■ Work request: Needed from the entries below: every line that holds the word "grpc".

----- Records

PR #18, opened 2024-11-08
setup block sync api

aditiharini:
Set up RPC and wiring for block sync.

### DIFF
--- a/src/consensus/consensus.rs
+++ b/src/consensus/consensus.rs
@@ -329,9 +329,8 @@ pub struct BlockProposer {
     proposed_blocks: BTreeMap<ShardHash, FullProposal>,
     shard_decision_rx: RxDecision,
     num_shards: u32,
-    tx_decision: Option<TxDecision>,
+    block_tx: Option<mpsc::Sender<Block>>,
     block_store: BlockStore,
-    new_block_tx: mpsc::Sender<Block>,
 }
 
 impl BlockProposer {
@@ -340,8 +339,7 @@ impl BlockProposer {
         shard_id: SnapchainShard,
         shard_decision_rx: RxDecision,
         num_shards: u32,
-        tx_decision: Option<TxDecision>,
-        new_block_tx: mpsc::Sender<Block>,
+        block_tx: Option<mpsc::Sender<Block>>,
     ) -> BlockProposer {
         BlockProposer {
             shard_id,
@@ -350,8 +348,7 @@ impl BlockProposer {
             proposed_blocks: BTreeMap::new(),
             shard_decision_rx,
             num_shards,
-            tx_decision,
-            new_block_tx,
+            block_tx,
             block_store: BlockStore::new(),
         }
     }
@@ -405,12 +402,9 @@ impl BlockProposer {
     }
 
     async fn publish_new_block(&self, block: Block) {
-        match self.new_block_tx.send(block.clone()).await {
-            Err(err) => {
-                error!("Unable to send block {:#?}", block);
-            }
-            Ok(()) => {}
-        };
+        if let Some(block_tx) = &self.block_tx {
+            let _ = block_tx.send(block.clone()).await;
+        }
     }
 
     pub async fn register_validator(
@@ -520,9 +514,6 @@ impl Proposer for BlockProposer {
 
     async fn decide(&mut self, _height: Height, _round: Round, value: ShardHash) {
         if let Some(proposal) = self.proposed_blocks.get(&value) {
-            if let Some(tx_decision) = &self.tx_decision {
-                let _ = tx_decision.send(proposal.clone()).await;
-            }
             self.publish_new_block(proposal.block().unwrap());
             self.blocks.push(proposal.block().unwrap());
             self.proposed_blocks.remove(&value);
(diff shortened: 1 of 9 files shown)


src/main.rs
```diff
@@ -150,9 +136,15 @@ async fn main() -> Result<(), Box<dyn Error>> {
     };
 
     let ctx = SnapchainValidatorContext::new(keypair.clone());
-    let block_proposer = BlockProposer::new(validator_address.clone(), shard.clone());
-    let shard_validator =
-        ShardValidator::new(validator_address.clone(), Some(block_proposer), None);
+    let block_proposer = Arc::new(Mutex::new(BlockProposer::new(
+        validator_address.clone(),
+        shard.clone(),
```
sanjayprabhu, line 141: We shouldn't share the proposer across threads. Whenever you end up requiring Arc/Mutex, we should think rethink how the dataflow works.


We should be using Message passing for concurrency instead of sharing memory: https://doc.rust-lang.org/book/ch16-02-message-passing.html

Take a look at how the block proposer is listening for confirmed shard chunks https://github.com/farcasterxyz/snapchain-v0/blob/2aa2393bc3b073fed82c2d5e2f73693ab0be59c2/src/consensus/consensus.rs#L292.


When @suurkivi is back we should talk about a higher level framework that will make this easier. I'm not a huge fan of ractor/actor model (it's very hard to follow the control flow), but it feels like we might end up rebuilding a lot of it if we try to do it from scratch.


In this case, I might do something like:
1. create a channel for the block proposer to communicate to the grpc server.
2. In register validator, send the highest height the validator has. And in consensus actor, when it receives the message, call proposer.is_ready_for_height (and start height should only be called when the proposer is ready)
3. If the proposer is missing blocks, send a message on the grpc server tx with a oneshot rx to receive the reply. For now you can just await on the rx, but we should push this to the background
4. When the gap is filled, it can return true and StartHeight

src/proto/blocks.proto
```diff
@@ -8,6 +8,7 @@ message Validator {
   bytes signer = 2;
   string rpc_address = 3;
   uint32 shard_index = 4;
+  uint64 max_known_block_number = 5;
```
sanjayprabhu, line 11: Something like `current_height` is a better name

src/main.rs
```diff
@@ -103,8 +106,35 @@ async fn main() -> Result<(), Box<dyn Error>> {
...
+    // Use the new non-global metrics registry when we upgrade to newer version of malachite
+    let _ = Metrics::register(registry);
+
+    let (rpc_block_tx, mut rpc_block_rx) = mpsc::channel::<Block>(100);
+    let (main_block_tx, mut main_block_rx) = mpsc::channel::<Block>(100);
+
+    let mut block_store = BlockStore::new();
+    while let Some(block) = main_block_rx.recv().await {
+        block_store.put_block(block)
+    }
```
sanjayprabhu, line 119: Why do we need this? Who's publishing at this point?

src/consensus/consensus.rs
```diff
@@ -336,6 +413,55 @@ impl BlockProposer {
         }
         confirmed_shard_chunks
     }
+
+    async fn publish_new_block(&self, block: Block) {
+        for tx in &self.block_tx {
+            let _ = tx.send(block.clone()).await;
+        }
```
sanjayprabhu, line 420: A better option might be to use a broadcast channel for this https://docs.rs/tokio/latest/tokio/sync/broadcast/index.html

src/consensus/consensus.rs
```diff
@@ -680,6 +805,15 @@ impl Consensus {
                 // let total_peers = state.consensus.driver.validator_set().count() - 1;
 
                 // println!("Connected to {connected_peers}/{total_peers} peers");
+                match &mut state.shard_validator.block_proposer {
+                    None => {}
+                    Some(block_proposer) => {
+                        match block_proposer.register_validator(&validator).await {
```
sanjayprabhu, line 811: Let's have the shard validator forward the call to the block proposer. This is looking too deep into the validator.

src/consensus/consensus.rs
```diff
@@ -936,10 +1070,15 @@ impl Actor for Consensus {
     ) -> Result<(), ActorProcessingErr> {
         state.timers.cancel_all();
         // Add ourselves to the validator set
+        let max_known_block_number = match &state.shard_validator.block_proposer {
+            None => 0,
+            Some(block_proposer) => block_proposer.block_store.max_block_number(),
+        };
```
sanjayprabhu, line 1076: This should be something like `shard_validator.get_current_height(shard_id)`

src/core/types.rs
```diff
@@ -266,19 +266,22 @@ pub struct SnapchainValidator {
     pub address: Address,
     pub public_key: PublicKey,
     pub rpc_address: Option<String>,
+    pub max_known_block_number: u64,
```
sanjayprabhu, line 269: current_height

src/consensus/consensus.rs
aditiharini: I ended up using a lock as a temporary solution til we have the db to avoid the messiness around channels. Once we have the db in, we won't need a broadcast channel.

src/main.rs
aditiharini: Removed this. This code wouldn't work and not needed anymore because of the lock.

----------

■ Finished exercise:
1. create a channel for the block proposer to communicate to the grpc server.
3. If the proposer is missing blocks, send a message on the grpc server tx with a oneshot rx to receive the reply. For now you can just await on the rx, but we should push this to the background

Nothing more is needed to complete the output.